Specific gravity

Up betimes, and after taking leave of my brother, John, who went from me to my father’s this day, I went forth by water to Sir Philip Warwick’s, where I was with him a pretty while; and in discourse he tells me, and made it appear to me, that the King cannot be in debt to the Navy at this time 5,000l.; and it is my opinion that Sir G. Carteret do owe the King money, and yet the whole Navy debt paid. Thence I parted, being doubtful of myself that I have not, spoke with the gravity and weight that I ought to do in so great a business. But I rather hope it is my doubtfulness of myself, and the haste which he was in, some very great personages waiting for him without, while he was with me, that made him willing to be gone. To the office by water, where we sat doing little, now Mr. Coventry is not here, but only vex myself to see what a sort of coxcombs we are when he is not here to undertake such a business as we do. In the afternoon telling my wife that I go to Deptford, I went, by water to Westminster Hall, and there finding Mrs. Lane, took her over to Lambeth, where we were lately, and there, did what I would with her, but only the main thing, which she would not consent to, for which God be praised, and yet I came so near, that I was provoked to spend. But, trust in the Lord, I shall never do so again while I live.

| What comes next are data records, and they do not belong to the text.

PR #2001, opened 2019-11-28
eth: two enhancements

Fang-:
Put these in while working on porting userspace Ethereum tools to static gall. Figured it might be nice to get these into the release candidate if possible.

- Add support for batch requests to `/lib/ethio`. If any request in the batch fails, the entire batch is considered a lost cause.
- Add support for custom refresh rates to `/app/eth-watcher`. Useful for low-priority watchdogs, or cases where you need a long timeout time to deal with big requests/responses.

### DIFF
--- a/pkg/arvo/app/azimuth-tracker.hoon
+++ b/pkg/arvo/app/azimuth-tracker.hoon
@@ -88,7 +88,7 @@
   ^-  card:agent:gall
   =/  args=vase  !>
     :*  %watch  /[dap]
-        url.state  launch:contracts:azimuth
+        ~m5  url.state  launch:contracts:azimuth
         ~[azimuth:contracts:azimuth]
         (topics whos.state)
     ==
--- a/pkg/arvo/app/eth-watcher.hoon
+++ b/pkg/arvo/app/eth-watcher.hoon
@@ -6,10 +6,6 @@
 =,  able:jael
 ::
 =>  |%
-    ++  refresh-rate  ~m5  ::  ~m5
-    --
-::
-=>  |%
     +$  card  card:agent:gall
     +$  app-state
       $:  %0
@@ -34,14 +30,14 @@
 ::
 =>  |%
     ++  wait
-      |=  now=@da
+      |=  [=path now=@da time=@dr]
       ^-  card
-      [%pass /timer %arvo %b %wait (add now refresh-rate)]
+      [%pass [%timer path] %arvo %b %wait (add now time)]
     ::
     ++  wait-shortcut
-      |=  now=@da
+      |=  [=path now=@da]
       ^-  card
-      [%pass /shortcut %arvo %b %wait now]
+      [%pass [%timer path] %arvo %b %wait now]
     ::
     ++  poke-spider
       |=  [=path our=@p =cage]
@@ -70,8 +66,7 @@
 ::
 ++  on-init
   ^-  (quip card _this)
-  ::  start update timer loop
-  [[(wait now.bowl) ~] this]
+  [~ this]
 ::
 ++  on-save   !>(state)
 ++  on-load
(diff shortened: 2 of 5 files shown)


philipcmonk:
I pushed this to the testnet OTA and everything seems fine.

pkg/arvo/app/azimuth-tracker.hoon
```diff
@@ -88,7 +88,7 @@
   ^-  card:agent:gall
   =/  args=vase  !>
     :*  %watch  /[dap]
-        url.state  launch:contracts:azimuth
+        ~m5  url.state  launch:contracts:azimuth
```
philipcmonk: This line was actually wrong, the refresh-rate goes after the url.

philipcmonk:
Some things I discovered while trying to run it through the ph tests:

- ph tests didn't support the batch requests
- azimuth-tracker was sending the wrong poke type
- timers didn't restart after the first time they fire
- when we detected a hung thread, we killed it but didn't start a new one

None of these are architectural issues, but two of them would have broken key propagation.  I think the lesson to learn here is that all changes to eth-watcher must be run through pH.  We should use pH tests for more of the system, but the one area where we actually have thorough pH tests is networking and breach-related tests, so let's never break those.

(the basic formula for running the pH tests is `|start %aqua` `:aqua +solid` `-ph-all`)

philipcmonk:
Oh, another lesson is that the `=;` construction to set a timer regardless of errors and the "loop without moving on to the next timer" construction were rather subtle and I should have commented them.

ohAitch:
How hard would it be for "must be run" to turn into "CI"? :3

philipcmonk:
The main thing is just that even the reduced list that's in `-ph-all` takes like 40 minutes to run.  Maybe worth it, though.  Of course, it could be parallelized, and parts of it could be cached better.

Fang-:
> * timers didn't restart after the first time they fire
> * when we detected a hung thread, we killed it but didn't start a new one

Oops, yes, I discovered this also. Your fix for the `%wake` case is more or less identical to what I implemented before noticing you had already pushed a fix of your own to `rc`. Sorry for the extra work here, and thank you for patching that up! (:

> another lesson is that the =; construction to set a timer regardless of errors and the "loop without moving on to the next timer" construction were rather subtle

I think the `=;` was clear enough, but I messed up making the transition from "one timer for everything" to "one timer per watchdog".

ohAitch:
Hm, 40 minutes seems tbh fine for an OTA; how would people feel about a
"release" branch that deploys are cut from and tracks master, but PRs to it
must pass more hardcore tests?
https://docs.travis-ci.com/user/conditional-builds-stages-jobs/#conditional-builds

Or you can rely on discipline ofc ;)

ohAitch:
Though as you say, nix caching e.g. "pier built from
lib/ph/runner-commit.txt" + "primed with a boot from the last commit that
touched hoon.hoon" + "further primed with a boot from the last commit that
touched arvo" might do wonders here. How close is the new compile cache to
making the second of two +solid's(in separate events) be <30 sec? (Might
also want to strap on a parse-cache, at least in ph land and specifically
for hoon.hoon "ride-parsed")

What all else is time-consuming, do you have a like -DHGETTO profile of the
various tests you could paste? <s>Does ames take forever to sync the fs to
children on network tests? Mining comets?</s>

jtobin:
> 40 minutes seems tbh fine for an OTA; how would people feel about PRs to  master  from  rc  having to pass more hardcore tests?

I've gotten a start on something like this.  Not in CI,  exactly, but more hardcore automated testing that should run before tagging a release.  I typically cherry-pick commits over to a release branch (`v0.8`, `v0.9`, etc.) locally and then tag a release, so what I want is a script that will wrap the tagging conditional on passing the meatier suite.

At present I put OTA-targeted releases through a basic ringer that tests the update applies cleanly, but I hope to add more to this, per @philipcmonk's commentary.

PR #2005, opened 2019-12-01
app: add types for btc-rpc control, generating, mining and network

pkova:
For part 2 (https://grants.urbit.org/bounties/1577544668) of the btc rpc grant.

@yosoyubik did a lot of heavy lifting on the plumbing for this, so I'm only including my `lib` and `sur` stuff for now.

These should eventually be merged on @yosoyubik's work (#1892). This also depends on my `@rd` parsing on #1991.

I'm curious as to what people think should go to the `btc-node-store` from these sections. Not actually sure we care about any of these calls for now!

The calls have been manually tested against two local regtest nodes (`getblocktemplate` requires two networked nodes). I'll write similar unit tests to Jose's work next.

### DIFF
--- a/pkg/arvo/lib/btc-node-json.hoon
+++ b/pkg/arvo/lib/btc-node-json.hoon
@@ -1,66 +1,623 @@
-/-  *btc-node-store
+/-  *btc-node-hook
 |%
 ++  rpc
-  =,  ^rpc
-  |%
-  ++  request-to-rpc
-    =,  enjs:format
-    |=  req=request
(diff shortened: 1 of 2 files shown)


pkova:
Made a PR to Jose's branch at yosoyubik/urbit#2 which contains my stuff here but reworked to match with his conventions.

yosoyubik:
thanks @pkova! I hope to get it merged with my stuff tomorrow

pkova:
My stuff is in #1892, closing this.

PR #2018, opened 2019-12-04
soto: tab + android bug fixes

### LINKED ISSUE #2012: soto: tab complete moves cursor strangely
(am on `rc`, but I also saw this on livenet)

If you type `eth` then <TAB>, it correctly completes up to `ethereum` and shows the two options, but it puts the cursor back at the beginning of the line, and you can't move it forward again by clicking, though arrow keys work.

### LINKED ISSUE #2015: soto: "Unidentified" on mobile
Typing "2" in soto on mobile (Android/Chrome) rewrites to "U2nidentified".

matildepark:
- Catches "Unidentified" keys as seen on Android, which should rectify Dojo behaviour on mobile Android browsers. Closes #2015.
- Adds a click handler to set the cursor by clicking.
- Adds a quick catch in sole.js's transpose for insertion events at or above the current cursor. Closes #2012.

I asked @ohAitch about other sole inserts, but it's ~rare outside Clay and the CLI~ (it's actually a false positive in Clay, sorry); he's right that it would probably produce strange effects if a sole application was inserting and deleting behind the cursor. I can't think of a situation that would necessitate that thus far, and it makes tab correction work much smoother, so I think it's acceptable as a tradeoff.


pkg/interface/soto/src/js/components/lib/sole.js
```diff
@@ -57,9 +57,11 @@ export class Share {
           switch (Object.keys(dex)[0]) {
             case 'del': if (at < dex.del) { dex.del++; } break;
             case 'ins': if ((at < dex.ins.at) ||
-                              ((at === dex.ins.at) && !(cha <= dex.ins.cha))) {
+                           ((at === dex.ins.at) && !(cha <= dex.ins.cha))) {
                 dex.ins.at++;
-              } break;
+              } else if (at >= dex.ins.at) dex.ins.at = at;  //NOTE possibly unpredictable behaviour
```
loganallenc: please put this on a newline and within curly braces.

matildepark: Done.

PR #2020, opened 2019-12-04
Ames sponsor scry

belisarius222:
Don't crash on a %public-keys response from Jael that includes a sponsor change but no keys.  Instead, ignore that update.  When we need the sponsor later, scry the up-to-date sponsor from Jael.


belisarius222:
Closing, git snafu.

PR #2021, opened 2019-12-04
ames: scry for sponsor and don't crash on jael response

belisarius222:
Don't crash on a %public-keys response from Jael that includes a sponsor change but no keys. Instead, ignore that update. When we need the sponsor later, scry the up-to-date sponsor from Jael.


philipcmonk:
NB: this has been deployed to ~zod

jtobin:
On Wed, Dec 04, 2019 at 03:54:01PM -0800, Philip Monk wrote:
> NB: this has been deployed to ~zod

Merci.  I'll reconcile the git / ~zod states today.

PR #2022, opened 2019-12-05
eth-watcher: be quieter about parse errors

philipcmonk:
This is a fix for those transient loud errors where the node is giving `~` in the response to the block number request.  This parses without crashing, retrying if the parse fails.

This also silences spider's crash printing.  That's the responsibility of whoever started the thread -- maybe you expected it to crash.  This is why that stack trace was printing twice.

This is fine to OTA

### DIFF
--- a/pkg/arvo/lib/ethio.hoon
+++ b/pkg/arvo/lib/ethio.hoon
@@ -126,28 +126,30 @@
   =/  m  (strand:strandio ,block)
   ^-  form:m
   |^
+  %+  (retry:strandio ,block)  `10
+  =/  m  (strand:strandio ,(unit block))
+  ^-  form:m
   ;<  =json  bind:m
     %+  request-rpc  url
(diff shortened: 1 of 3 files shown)


pkg/arvo/lib/ethio.hoon
```diff
@@ -126,28 +126,30 @@
...
+  (pure:m (parse-block json))
   ::
   ++  parse-block
     |=  =json
-    ^-  block
-    =<  [[&1 &2] |2]
-    ^-  [@ @ @]
+    ^-  (unit block)
+    =<  ?~(. ~ `[[&1 &2] |2]:u)
+    ^-  (unit [@ @ @])
```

After being tired with her company I landed her at White Hall, and so home and at my office writing letters till 12 at night almost, and then home to supper and bed, and there found my poor wife hard at work, which grieved my heart to see that I should abuse so good a wretch, and that is just with God to make her bad with me for my wronging of her, but I do resolve never to do the like again. So to bed.

in water I appear to myself

I have no gravity without it
only myself

what sort of water would God be
so near that I rust
the ice hard at my heart

Erasure poem derived from The Diary of Samuel Pepys, Thursday 24 September 1663.